I was enthralled to glance through 1277 'nineteen_digit' palindromes
as products of two pandigitals. (See WONplate 115)
I highly commend your effort and patience while discovering these
in collaboration with Peter Kogel.
At this instance, I intend to share the following finding with you
and the enthusiastic readers of your website :
When 6 * 10^{14} + 3 * 10^{8} is added to a distinct
20_digit palindrome, it becomes a product of two pandigitals !
12646681200218664621
+ 600000300000000
= 12647281200518664621
2961408357 * 4270698153

In my opinion, there can be a thousand or even more of these
20_digit palindromes, resulting as direct products of two pandigitals.
This phenomenon may be explored in the near future,
through your popular website.
The nicest ones will be displayed on this wonplate ! (pdg)
An email from B.S. Rangaswamy arrived at [ August 2, 2012 ]
" I got involved in this stupendous venture during the visit to my son
in Phoenix US in May/July 2012 and arrived at a few hints, which may
be of use to you and interested readers.
Since the search is for 20_digit palindromic products which should be
Evenly Divisible By 11, at least one of the pandigital factor is to be
EDB 11. With this I have developed an Excel Anvil to read certain
eligible products. It was possible to arrive at some Eighters not
Tenners so far. Niners do not exist due to least difference being 11.

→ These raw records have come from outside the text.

PR #221, opened 2016-04-19
show rootBundle in action

sethladd:
Closes https://github.com/flutter/flutter/issues/3410

### DIFF
--- a/assets-and-images.md
+++ b/assets-and-images.md
@@ -57,7 +57,7 @@ different locales or regions, reading directions, etc.
 
 ## Working with assets
 
-Your application can access its assets through as
+Your application can access its assets through an
 [AssetBundle](http://docs.flutter.io/flutter/services/AssetBundle-class.html).
 The two main methods on an asset bundle allow you to load a string
 (`loadString`) or an image (`loadImage`) out of the bundle, given a logical key.
--- a/assets-and-images.md
+++ b/assets-and-images.md
@@ -4,10 +4,12 @@ title: Assets and Images
 permalink: /assets-and-images/
 ---
 
-Flutter applications include both code and assets (sometimes called resources).
-Assets can include static data, configuration files, or anything else an
-application needs to function; in particular, assets include icons and other
-images displayed in the UI.
+Flutter applications can include both code and _assets_
+(sometimes called resources). An asset is a file that is bundled
+and deployed with your application, and is accessible at runtime.
+Common types of assets include static data
+(for example, JSON files), configuration files, icons,
+and images.
 
 ## Specifying assets
 
@@ -21,9 +23,11 @@ A typical `flutter.yaml` file might include something like the following:
       - assets/background.png
 
 The `assets` section specifies files that should be included with the
-application. Flutter places them in a special archive called the _asset bundle_,
-which applications can read from at runtime. It lists explicit paths (relative
-to the `flutter.yaml` file) where the asset files are located.
+application. Each asset is identified by an explicit path (relative
+to the `flutter.yaml` file) where the asset file is located.
+
+During a build, Flutter places assets into a special archive called
+the _asset bundle_, which applications can read from at runtime.
 
 ### Asset variants
 
@@ -53,17 +57,30 @@ different locales or regions, reading directions, etc.
 
 ## Working with assets
 
-Your application can access its assets through the
-[AssetBundle](http://docs.flutter.io/flutter/services/AssetBundle-class.html)
-interface. The two main methods on an asset bundle allow you to load a string
+Your application can access its assets through as
+[AssetBundle](http://docs.flutter.io/flutter/services/AssetBundle-class.html).
+The two main methods on an asset bundle allow you to load a string
 (`loadString`) or an image (`loadImage`) out of the bundle, given a logical key.
 The logical key maps to the path to the asset specified in the `flutter.yaml`
-file at build time. The application's asset bundle is accessible through the
-[DefaultAssetBundle](http://docs.flutter.io/flutter/widgets/DefaultAssetBundle/of.html)
-widget's `of` method.
+file at build time.
 
-For example, the dark background from the example above could be loaded in a
-widget's `build` method like so:
+Each Flutter application has a
+[rootBundle](http://docs.flutter.io/flutter/services/rootBundle.html)
+for easy access to the main asset bundle. You can use the `rootBundle`
+from `package:flutter/services.dart`
+to easily access configuration file assets or assets that don't need to be
+aware of a `BuildContext`.
+
+For example, use the `rootBundle` to easily
+load a JSON file asset.
+
+    String assetContents = await rootBundle.loadString('assets/config.json');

With Eighter we mean that 8 out of the 10 digits (left vs right part)
are matching. I have dozens of eighters. Closest products found are:
3150487269 * 3406785129 = 1073303317 7133022701
( Dt 24.05.2012 and Deviation = +11000 )
3170426589 * 3428176509 = 1086878195 5918797801
( Dt 05.07.2012 and Deviation = 11000 )
(3406785129 & 3170426589 are EDB 11)
3472680519 * 3174250869 = 1102315915 5195121011
( Dt 20.09.2012 and Deviation = +11000 )
3621047859 (EDB 11) * 3104865729 = 1124286740 0477924211
( Dt 12.12.2012 (notice its rep_bi_digitality)
and difference of 1100000 )
3571604289 (EDB 11) * 3201586479 = 1143480000 0000808431
( Dt 20.12.2012 (notice the repdigital date)
This Sevenner yields a difference of +34980, a multiple of 11.
3876542109 (EDB 11) * 3247185069 = 1258784965 5694570521
( Dt 07.02.2013)
This Eighter has a difference of +308,000.
With such manual programming, it requires over thousand Full Moon
days to glance through all combinations. Suitably designed Computer
programming is essential to attempt and tackle this uphill task."